Mr. Reynolds added: “But I think to say, 'We'll never make an acquisition,' is too big a statement to make.”
The combined record-keeping business will have $387 billion in assets under administration for 6.8 million participants, according to Pensions & Investments data. That makes Great-West Financial, Greenwood Village, Colo., second only to Fidelity Investments, Boston, which had $1.3 trillion in AUA and 16.7 million participants as of Sept. 30, P&I survey data show.
“They've got a long way to go to make it to that No. 1 spot,” said Rick Meigs, founder and president of 401khelpcenter.com, LLC in Portland, Ore. But he added: “Fidelity's been in a bit of a malaise of late.

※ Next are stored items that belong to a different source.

PR #29911, opened 2020-12-17
Docs: Update organization_roles.md

oddlittlebird:
A user on public Slack pointed out that we do not say anywhere in the docs that viewers_can_edit allows Viewers to use Explore. Fixing that now.


matthewhelmke (approved):
LGTM

PR #29916, opened 2020-12-17
Plugins: Convert test data source to use SDK contracts

marefr:
Converts the core testdata data source to use the SDK contracts and by that implementing a backend plugin in core Grafana in similar manner as an external one.

Challenges:
- Testdata data source query model include a _scenarioId_ which is the value for the selected scenario in the query editor. In the SDK there's a [QueryTypeMux](https://github.com/grafana/grafana-plugin-sdk-go/blob/master/backend/datasource/query_type_mux.go) available that you can use for routing certain query types to different query data handlers, however to be able to use this you have to use the _queryType_ property on the query model from the UI. What we ultimately would like to do is to migrate _scenarioId_ to _queryType_, but that could require breaking changes. You can see an example of possible implementation with _queryType_ is use [here](https://github.com/grafana/test-datasource/blob/821d03979cf5944a1a94f25072a38a823c8d5dad/pkg/ds/scenario/scenario.go#L34-L37).

**Temporary testdata:**
Converts testdata plugin using the SDK contracts, this is coming from an old PR #25472 which had a commit that was never merged to master (https://github.com/grafana/grafana/pull/25472/commits/ee30b7ebd2e553411ce4dd2b10f29964c939ecc3). This is mainly for testing/verifying implementing a core backend plugins using the SDK contracts works as expected.

Currently uses a temporary hack to reuse the scenario handlers with tsdb models and converting series to data frames.

There's also some test resources defined that you can call to try it out:
- http://localhost:3000/api/plugins/testdata/resources
- http://localhost:3000/api/plugins/testdata/resources/test
- http://localhost:3000/api/plugins/testdata/resources/test/json
- http://localhost:3000/api/plugins/testdata/resources/boom
- http://localhost:3000/api/plugins/testdata/resources/stream?count=10&sleep=500ms

Fixes #

- Still the query model only uses _scenarioId_ and not queryType, but idea is to migrate it to use queryType but is mostly a frontend refactor. It currently fallbacks to _scenarioId_.
- #30250 changed to use json-iterator library for JSON encoding. That changed map keys in responses coming from /api/ds/query to be non-ordered. Fixed in separate PR by #30732


packages/grafana-runtime/src/utils/queryResponse.ts
```diff
@@ -93,6 +94,79 @@ export function toDataQueryResponse(res: any): DataQueryResponse {
...
 }
 
+/**
+ * Parse the results from /api/ds/query into a DataQueryResponse ordering it by query input RefID's.
+ *
+ * @public
+ */
+export function toDataQueryResponseOrdered(queries: DataQuery[], res: any): DataQueryResponse {
+  const rsp: DataQueryResponse = { data: [], state: LoadingState.Done };
+  if (res.data?.results) {
```
hugohaggmark, line 104: nit: Maybe do a quick exit here
```suggestion
  if (!res.data?.results) {
    return ...
  }
```

packages/grafana-runtime/src/utils/queryResponse.ts
```diff
@@ -93,6 +94,79 @@ export function toDataQueryResponse(res: any): DataQueryResponse {
...
+    const results: KeyValue = res.data.results;
+    for (const q of queries) {
+      const refId = q.refId;
+      const dr = results[refId] as DataResponse;
+      if (dr) {
```
hugohaggmark, line 109: nit: Maybe do a quick exit here if possible too.
```suggestion
      if (!dr) {
        continue;
      }
```

marefr: Copied the code from https://github.com/grafana/grafana/blob/1d399b89eab6ad276e06cc85bc308ecd2aea2776/packages/grafana-runtime/src/utils/queryResponse.ts#L29 so haven't considered any changes to it, but it makes sense.

marefr: The question is more does it make sense to have a `toDataQueryResponseOrdered` function in combination with `toDataQueryResponse` in the grafana/runtime package?

hugohaggmark: Hmm, yes, that is a good question. Something feels a bit odd. Why should I as a consumer have to think about order? 
Shouldn't this be the default behavior handled by the framework in `toDataQueryResponse`, but there are probably valid use cases I'm not understanding, like streaming?

marefr: Discussed with Ryan and he suggested to update `toDataQueryResponse` to take an optional queries argument rather than adding a new method `toDataQueryResponseOrdered`.

marefr: Fixed suggestion in updated `toDataQueryResponse`

packages/grafana-runtime/src/utils/queryResponse.ts
marefr: Not sure what to return here if exit early. The not ok response could still be applicable if data contains results

public/app/plugins/datasource/testdata/datasource.ts
```diff
@@ -80,30 +80,16 @@ export class TestDataDataSource extends DataSourceApi<TestDataQuery> {
...
-        .fetch({
-          method: 'POST',
-          url: '/api/tsdb/query',
-          data: {
-            from: options.range.from.valueOf().toString(),
-            to: options.range.to.valueOf().toString(),
-            queries: queries,
-          },
-        })
-        .pipe(map((res) => this.processQueryResult(queries, res)));
```
ryantxu, line 104: Can we also remove the `processQueryResult` function and the unused `TestData` type?

packages/grafana-runtime/src/utils/queryResponse.ts
```diff
@@ -24,56 +25,63 @@ interface DataResponse {
...
         }
+      }
 
-        if (dr.tables && dr.tables.length) {
-          for (const s of dr.tables) {
-            if (!s.refId) {
-              s.refId = refId;
-            }
-            rsp.data.push(toDataFrame(s));
+      if (dr.tables && dr.tables.length) {
```
ryantxu, line 64:
```suggestion
      if (dr.tables?.length) {
```
maybe 6 vs 1/2 dozen

packages/grafana-runtime/src/utils/queryResponse.ts
```diff
@@ -24,56 +25,63 @@ interface DataResponse {
...
         }
+      }
 
-        if (dr.series && dr.series.length) {
-          for (const s of dr.series) {
-            if (!s.refId) {
-              s.refId = refId;
-            }
-            rsp.data.push(toDataFrame(s));
+      if (dr.series && dr.series.length) {
```
ryantxu, line 55:
```suggestion
      if (dr.series?.length) {
```

packages/grafana-runtime/src/utils/queryResponse.ts
```diff
@@ -24,56 +25,63 @@ interface DataResponse {
...
+ *
  * @public
  */
-export function toDataQueryResponse(res: any): DataQueryResponse {
+export function toDataQueryResponse(res: any, queries?: DataQuery[]): DataQueryResponse {
   const rsp: DataQueryResponse = { data: [], state: LoadingState.Done };
   if (res.data?.results) {
     const results: KeyValue = res.data.results;
-    for (const refId of Object.keys(results)) {
+    const refIDs = queries ? queries.map((q) => q.refId) : Object.keys(results);
```
ryantxu, line 37: does the backend now guarantee that everything has a refId set?  If not, this makes me a bit nervous

ryantxu (approved):
this is a huge step forward -- now we can easily test with the data our SDK can produce!

packages/grafana-runtime/src/utils/queryResponse.ts
hugohaggmark: Hmm, but this is the case when there are no results. So you should just return `rsp`, I guess?

hugohaggmark: I see now this is outdated, never mind.

papagian (approved):
Remarkable work! Modifications look good and I have tested and works great: my existing dashboards/alerts (using the test datasource) work as expected. I've also tested all the test scenarios (expect Grafana Live that it's not setup) in a new panel. Finally, I have tested successfully to use the test datasource in expressions and in an alert definition (alerting NG).

packages/grafana-runtime/src/utils/queryResponse.ts
marefr: It depends on how you see it I guess. The tsdb response model has a results map of refID's with query result:
https://github.com/grafana/grafana/blob/1bdd3eb3dd096862bebf6af59d68ff344cf3693c/pkg/tsdb/models.go#L33-L36

There's nothing in the backend that guarantees that only RefID's part of the queries are part of the response. Very much   up to the developer I would say, but still this should be "best practices" and documented at least. It's not really a new thing that you must return the result with RefID's of the queries to make certain feature in Grafana UI function as expected, for example error handling and so on.

To minimize the risk we could check here if there's any other RefID's in the response and include those in the result of the function. WDYT?

hugohaggmark (approved):
Outstanding work on this 🎉

PR #29935, opened 2020-12-19
Chore: Convert tsdb interval test to standard library

ceh:

Convert tsdb interval test to standard library.

Part of #22844.

I split up the single test function into three separate tests, where each test corresponds to a single method or function.

I also transformed the tests to be table-driven tests, which will simplify adding more test cases. Each test case is executed by a sub-test (`t.Run`), which may be a bit complicated/excessive, but I think it's preferred  in the codebase? (since it allows running the test case individually amongst other things)

### DIFF
--- a/pkg/tsdb/interval_test.go
+++ b/pkg/tsdb/interval_test.go
@@ -4,59 +4,64 @@ import (
 	"testing"
 	"time"
 
-	"github.com/grafana/grafana/pkg/setting"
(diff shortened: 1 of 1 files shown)


aknuds1 (approved):
Looks great! I don't know why you think `t.Run` would be excessive on individual test cases, I think it's exactly what it's for?

aknuds1:
Thanks!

A general sentiment among industry insiders is that Fidelity lacks direction and focus, thus no clear vision of where it should be a player.”
He also said he's “sure” that Great-West will make more acquisitions.
Steve Patterson, executive vice president of sales for workplace investing at Fidelity Investments, told P&I: “Our commitment to retirement services has never been better. Our clients don't care if we're the biggest, they want the best fit for their specific needs.”
He noted that in 2013 Fidelity retained 98.7% of its DC clients and won $45 billion in commitments from 1,700 new customers, and is “on a similar pace for 2014.”
“Our results speak for themselves,” said Mr. Patterson. “Nobody comes even close.”
On the asset management side, Great-West/Putnam isn't making any acquisitions but isn't abandoning plans to increase assets under management, Mr. Reynolds said.
“We're concurrently growing our money management business,” he added.
Great-West Lifeco has $468.21 billion in AUM; Great-West Financial had $59.4 billion in AUM at Dec. 31.
Putnam had $150 billion in assets under management at Dec. 31, according to spokes- man Jon Goldstein. Of that, $73 billion was institutional. That's an increase of 17% in total assets from a year earlier, 10.5% in institutional.
The firm had $128.3 billion in AUM ($66.07 billion institutional) at Dec. 31, 2012, and $116.66 billion in AUM ($45.12 institutional) a year earlier.